The French firm Air Liquide held the patent on the original "Aqualung" until the patent expired some time around 1960-63. The term "aqualung" as far as is known first appeared in print on page 3 of Jacques-Yves Cousteau's first book, The Silent World (1953). Public interest in scuba diving began around 1953, in response to a National Geographical Society Magazine article in English-speaking counties, and in France a movie, and perhaps The Silent World. Like with some other registered trademarks, the term "aqualung" became a genericized trademark in English-speaking countries.

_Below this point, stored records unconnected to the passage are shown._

PR #37, opened 2019-12-25
Use gradle variables in kernel source

ileasile:
- Added possibility of using properties from Gradle in source code
- Fixed implementation version


src/main/kotlin/org/jetbrains/kotlin/jupyter/repl.kt
```diff
@@ -38,7 +38,8 @@ class ReplCompilerException(val errorResult: ReplCompileResult.Error) : ReplExce
 }
 
 class ReplForJupyter(val scriptClasspath: List<File> = emptyList(),
-                     val config: ResolverConfig? = null) {
+                     val config: ResolverConfig? = null,
+                     val properties: RuntimeKernelProperties = RuntimeKernelProperties()) {
```
nikitinas: Why does ReplForJupyter need RuntimeKernelProperties? They are not used within it

PR #60, opened 2020-04-29
kotlinVersion to 1.3.71 to make teamCity build great again (or not)

fbrunacci:
ext.kotlinVersion version correction 
1.3.70-eap-3 not longer available


ileasile:
We will move to dev version of Kotlin 1.4 in #46. It is needed because we will use some new, recently developed, features of scripting REPL. Teamcity build is broken because of another reason)

PR #65, opened 2020-05-01
Fix syntax error in samples

breandan:


ileasile:
I've reset execution counters in this notebook to make diff smaller

PR #89, opened 2020-07-22
Refactor libraries handling, add handling of descriptors from different sources

### LINKED ISSUE #70: Add optional version tag to use directive
Currently, `use` uses current version of the module descriptor from the distribution or the web. As it is, it solve significant portion of the problem with notebook reproducability, but sooner or later we will move to newer versions of artifacts mentioned in `use` and old notebooks could stop working.

I propose to add a version/variant qualifier to the module name like `kmath@0.1.3` (any other symbol could be used instead of `@`. Different version of the module descriptor could be stored in the same file and if no qualifier is provided, resolver should default empty one. Also it is possible to introduce nested qualifiers in case we will need something more complicated: `kmath@dev@0.1.4-dev-2` (default dev version is provided for `kmath@dev`). Nested descriptors are quite easy to do with json.

ileasile:
Also, get rid of several singletons in config and replaced
them with factory and free functions.

Fixes #70


README.md
```diff
@@ -128,6 +129,25 @@ Several libraries can be included in single `%use` statement, separated by `,`:
...
+%use krangl@dev(0.10)
+```
+Other options are resolving library descriptor from a local file or from remote URL:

Presumably lawyers for Cousteau or Air Liquide could have slowed or stopped this genericization by taking prompt action, but this seems not to have been done in Britain, where Siebe Gorman had the British rights to the trade name and the patent.

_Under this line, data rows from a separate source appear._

PR #92, opened 2020-08-05
Adds support for kotlin-spark-api

asm0dey:


libraries/kotlin-spark.json
```diff
@@ -0,0 +1,35 @@
...
+    "org.apache.spark:spark-repl_2.12:$spark",
+    "org.apache.spark:spark-sql_2.12:$spark",
+    "org.scala-lang:scala-library:$scala",
+    "org.scala-lang:scala-reflect:$scala",
+    "org.scala-lang:scala-compiler:$scala",
+    "org.scala-lang.modules:scala-xml_2.11:1.2.0",
+    "commons-io:commons-io:2.5"
+  ],
+  "imports": [
+    "import org.jetbrains.spark.api.*",
```
ileasile, line 17: Remove `import` from here

libraries/kotlin-spark.json
```diff
@@ -0,0 +1,35 @@
+{
+  "properties": {
+    "scala": "2.12.10",
+    "spark": "3.0.0",
+    "kotin-spark": "0.3.0"
+  },
+  "dependencies": [
+    "org.apache.spark:spark-repl_2.12:$spark",
```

In the United States the term Aqualung was popularized by the popular television series Sea Hunt, which never said that an aqualung could be called anything else or could be made by anyone else but the company that supplied the fearless Mike Nelson. The word "aqualung" was commonly used in speech and in publications (including the British Sub-Aqua Club's official diving manual) as a term for divers' open-circuit demand-valve-controlled breathing apparatus (even after Air Liquide's patent expired and other manufacturers started making identical equipment), and occasionally also for rebreathers, and in figurative uses such as "the water spider's aqualung of air bubbles". The word got into the Russian language as the generic noun акваланг ("akvalang"). In the United States, U.S. Divers managed to keep "Aqualung" as a trademark, and the acronym "SCUBA" ("Self Contained Underwater Breathing Apparatus", originating in the United States Navy, where it meant a frogman's rebreather) became the generic term for that type of open-circuit breathing set, and soon the acronym SCUBA became a noun — "scuba" — all in lower-case. "Scuba" was a trademark for a time, used by Healthways, now known as Scubapro, one of U.S. Divers' competitors.

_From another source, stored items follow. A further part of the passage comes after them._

Issue #88, opened 2020-07-19
Cell and notebook reflection API


altavir:
This issue is actually an extension of #78. The idea is to have interfaces that define cell and notebook status. Those interfaces should be placed in an external artifact that is available to plugin and library developers. When inside the notebook the instances of those interfaces could be obtained as implicit calls. My idea is that the whole code executed in a cell should be done with a cell receiver. During notebook execution, this cell receiver is substituted by the actual cell object.

The following features should be supported.

**Cell:**
- [ ] `val id: String`. A unique cell id.
- [ ] `val notebook: Notebook`. Get a reference to a current notebook.
- [ ] `val/var text: String`. The code inside the cell (see #76 ).
- [ ] `val output: MIMEContainer`. The output as MIMEContainer.
- [ ] `val rawOutput: String`. Raw output.
- [ ] Specific notebooks controls like hide input/output.
- [ ] Execution controls. Maybe asynchronous cell result.

**Notebook:**

- [ ] Kernel handle.
- [ ] A collection of resource handles with the possibility to inject new resources in runtime (see #74 ). The resources must provide asynchronous load handles or a javascript promise name so one could organize asynchronous loading of widgets. 
- [ ] Find a `Cell` by id.

breandan:
May be unrelated, but it would be nice to have hooks into the Jupyter notebook rendering system in order to display custom result types (e.g. [`Javascript`](https://ipython.readthedocs.io/en/stable/api/generated/IPython.display.html#IPython.display.Javascript), [`Latex`](https://ipython.readthedocs.io/en/stable/api/generated/IPython.display.html#IPython.display.Latex), [`Markdown`](https://ipython.readthedocs.io/en/stable/api/generated/IPython.display.html#IPython.display.Markdown), [`SVG`](https://ipython.readthedocs.io/en/stable/api/generated/IPython.display.html#IPython.display.SVG)) similar to how the Python API is implemented. Skimmed the code and it looks like [some](https://github.com/Kotlin/kotlin-jupyter/blob/a742c83884dea06f4c5ed65440c8a90128fd3980/jupyter-lib/src/main/kotlin/jupyter/kotlin/results.kt) are already supported, but perhaps I missed the other MIME types.

Issue #78, opened 2020-05-31
Publish the cell and display layout API as a separate artifact.


altavir:
I mean things like `TypedMIMEContainer` etc. It is required to be able to make plugins. I also think that there should be an abstraction for the current JSON module specification. So things like init code could be loaded directly from the jar.

ileasile:
This thing was implemented, see https://github.com/Kotlin/kotlin-jupyter/blob/master/docs/libraries.md for documentation

Issue #76, opened 2020-05-29
Support for input/output caching


breandan:
Similar to the [Python kernel](https://ipython.readthedocs.io/en/stable/interactive/reference.html#input-caching-system), it would be nice to support input/output caching. Is it possible to access the contents of other cells programmatically?

ileasile:
Hello @breandan! Yes, you can. `res1`, `res2` etc. will do the thing

ileasile:
Ah... Inputs caching is not supported. Only results are saved.

altavir:
@ileasile I failed to access results by `resX`. Is there a documentation for that? Also I agree with @breandan here, it will be nice to have. As I mentioned in another issue, beakerX has this feature and it is rather powerful. What we would like to have is the "reflective" access to both cell content and cell output via cell unique identifier. In the end we would like to have full control like [executing other cells](https://github.com/twosigma/beakerx/blob/fd8042db59f7d29dc16171592ed434f49da2dc27/doc/groovy/RunCells.ipynb) and external API artifact for that so we could easily write new notebook plugins with custom functionality.

Issue #20, opened 2018-10-01
Allow for multiple cell outputs


holgerbrandl:
Similar to python in would be nice if multiple outputs per cell would be supported.

See https://stackoverflow.com/questions/34398054/ipython-notebook-cell-multiple-outputs

altavir:
BeakerX has a feature named [OutputContainer](https://github.com/twosigma/beakerx/blob/69cf4d47d623dcb10087d6962808d020b9bf01f9/doc/groovy/OutputContainers.ipynb) it allows to define a custom layout for output cell and put multiple outputs in there. It is extremely useful, especially backed by appropriate API. I think it is quite easy to do by defining MIME type for those outputs (interactivity could be added later).

My proposal is the following (I actually designed and used something very similar for DataForge). Add implicit object called, say, `val cell: CellOuptut` for each cell. `CellOuptut` has a number of named outputs inside it including default output and a `Layout`, which defines how different outputs are rendered together. Cell result is automatically placed in the default output and if there is only one output, it is rendered as is without a container. The user can explicitly call something like `cell.render(target = "output name", obj = myObject, renderer = <renderer and renderer options>)` and the object is put into specific output. Also user can use `cell.layout{}` for layout configuration.

The `CellOutput` should not propagate between cells (each cell has one of its own), but it would be also useful to have global `CellManager` object, that would allow dynamic access to any cell output (of-course we will need to name cells or get references to them like `val id = cell.id` or `cell.name = "ddd"`). In that case and output could be located by two names: cell name/id and output name. It is done like this in DataForge and is a very flexible solution.

altavir:
Another thing solved by output control is a rendering from inside of the cell. In current implementation, the only way to make a plot is to return it from the cell. Obviously, sometimes we want to call it from inside the cell like `plot.show()`, and return something else, or show multiple plots in the same output.

ileasile:
So, there is `DISPLAY()` method which may be called multiple times per cell. You may also update displays with `UPDATE_DISPLAY()`. To list all notebook/cell displays, use `org.jetbrains.kotlinx.jupyter.api.Notebook#getAllDisplays` and `org.jetbrains.kotlinx.jupyter.api.CodeCell#getDisplays` correspondingly.

PR #99, opened 2020-09-03
Notebook API

ileasile:
This PR adds notebook API which is published as a separate artifact and may be used with any Kotlin library to integrate it with this kernel.
Some highlights:
- `notebook` property is now availible in every cell, and it exposes the API. You may define, say, `fun f(nb: Notebook<*>)` and then call it in the notebook like `f(notebook)`
- `Notebook` interface gives an access to cells and execution results
- `CodeCell` gives an access to code, streams and results of a given cell
- `Renderable` interface, once implemented by your custom class, makes it renderable
- `DisplayResult` interface is a "final" representation of your objects to be displayed with `display_data`
- displayed data may be also updated by `notebook.host.updateDisplay` function

Relates to #20, #76, #88, #78


jupyter-lib/kotlin-jupyter-api/src/main/kotlin/org/jetbrains/kotlin/jupyter/api/api.kt
```diff
@@ -0,0 +1,74 @@
...
+     */
+    val streamOutput: String
+
+    /**
+     * Previously evaluated cell
+     */
+    val prevCell: CodeCell?
+}
+
+interface KotlinKernelHost {
```
altavir, line 43: Javadoc is missing for this one.

jupyter-lib/kotlin-jupyter-api/src/main/kotlin/org/jetbrains/kotlin/jupyter/api/api.kt
```diff
@@ -0,0 +1,74 @@
...
+
+    fun scheduleExecution(code: Code)
+
+    fun execute(code: Code): Any?
+
+    fun executeInit(codes: List<Code>)
+}
+
+interface ResultsAccessor {
+    operator fun get(i: Int): Any?
```
altavir, line 56: As far as I can understand this hold asynchronous results. I think it is worth using coroutines here.

jupyter-lib/kotlin-jupyter-api/src/main/kotlin/org/jetbrains/kotlin/jupyter/api/api.kt
```diff
@@ -0,0 +1,74 @@
...
+}
+
+interface RuntimeUtils: JavaVersionHelper
+
+interface Notebook<CellT: CodeCell> {
+    val cells: Map<Int, CellT>
+    val results: ResultsAccessor
+    val host: KotlinKernelHost
+
+    fun prevCell(before: Int): CellT?
```
altavir, line 66: I think it should be renamed to `history` or something like that

jupyter-lib/kotlin-jupyter-api/src/main/kotlin/org/jetbrains/kotlin/jupyter/api/api.kt
```diff
@@ -0,0 +1,74 @@
...
+    val thisCell: CellT?
```
altavir, line 67: currentCell?

jupyter-lib/kotlin-jupyter-api/src/main/kotlin/org/jetbrains/kotlin/jupyter/api/libraryConnection.kt
```diff
@@ -0,0 +1,47 @@
+package org.jetbrains.kotlin.jupyter.api
+
+typealias TypeName = String
+typealias Code = String
+
+data class TypeHandler(val className: TypeName, val code: Code)
+
+open class LibraryDefinition(
```
altavir, line 8: Why open class and not an interface with default methods? Also, this definition does not to create definitions directly from the code. We would like to create a Library definition as a class without and String code injections and use it directly. Maybe it is better to create a definition interface that uses functions instead of `Code`  and an abstract class that uses code blocks to implement those functions.

jupyter-lib/kotlin-jupyter-api/src/main/kotlin/org/jetbrains/kotlin/jupyter/api/results.kt
```diff
@@ -0,0 +1,55 @@
+package org.jetbrains.kotlin.jupyter.api
+
+import com.beust.klaxon.JsonObject
```
altavir, line 3: Why klaxon and not Serialization runtime? Serialization runtime is small and more widely used meaning that  you won't have to convert between different json representations.

altavir (commented):
Additionally to the comments above, I think that `use` should be a function of the notebook, so it could be called both by magics and by implementing and calling library descriptor manually.

jupyter-lib/kotlin-jupyter-api/src/main/kotlin/org/jetbrains/kotlin/jupyter/api/api.kt
ileasile: Added Javadoc, also added `addLibrary` method

jupyter-lib/kotlin-jupyter-api/src/main/kotlin/org/jetbrains/kotlin/jupyter/api/libraryConnection.kt
ileasile: Changed to something similar. Now definition should return the lists of `Execution` objects, they may be either simple functions or code snippets (instances of `CodeExecution` in the latter case)

jupyter-lib/kotlin-jupyter-api/src/main/kotlin/org/jetbrains/kotlin/jupyter/api/results.kt
ileasile: Migrated to kotlinx-serialization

Presumably, anyone who uses "aqualung" generically now can expect a polite but firm "cease and desist" letter from a law firm representing U.S. Divers.

Open/closed circuit

The original "Aqua-Lung" was an "open-circuit" design, so called because gas flows from the cylinder, to the diver, out into the water. Other scuba gear, invented earlier than the "Aqua-Lung", are now termed "closed circuit" or "rebreather", as gas flows from the cylinder, to the diver, through a scrubber (which removes carbon dioxide), back to a secondary bag, and back to the diver again, in a relatively closed loop; this design is commonly called a rebreather and its old pure-oxygen form is regarded as archaic and risky.

"Tadpoles"

In the early years of scuba diving in Britain, "tadpole" as a nickname for a type of diving gear had two meanings:

  • A type of ex-RAF pilot's oxygen cylinder with a tapering end, which was often used as an aqualung cylinder in the 1960's and earlier.
  • An early make of Siebe Gorman aqualung with a twin-hose regulator and two air cylinders, with both ends hemispherical, 13 inches long and 7 inches in diameter. Siebe Gorman's trade catalog describing this set showed two sorts of diver wearing this set, both with weighted boots, and no mention of free-swimming. A 1950's Royal Navy diving manual also said that the aqualung was (only) for bottom-walking diving. Siebe Gorman had no idea then of sport diving, or was against sport diving, but expected aqualungs to be used for light commercial diving. Later, as is well known, most commercial and naval divers were free-swimming scuba divers; bottom-walkers became a tiny minority.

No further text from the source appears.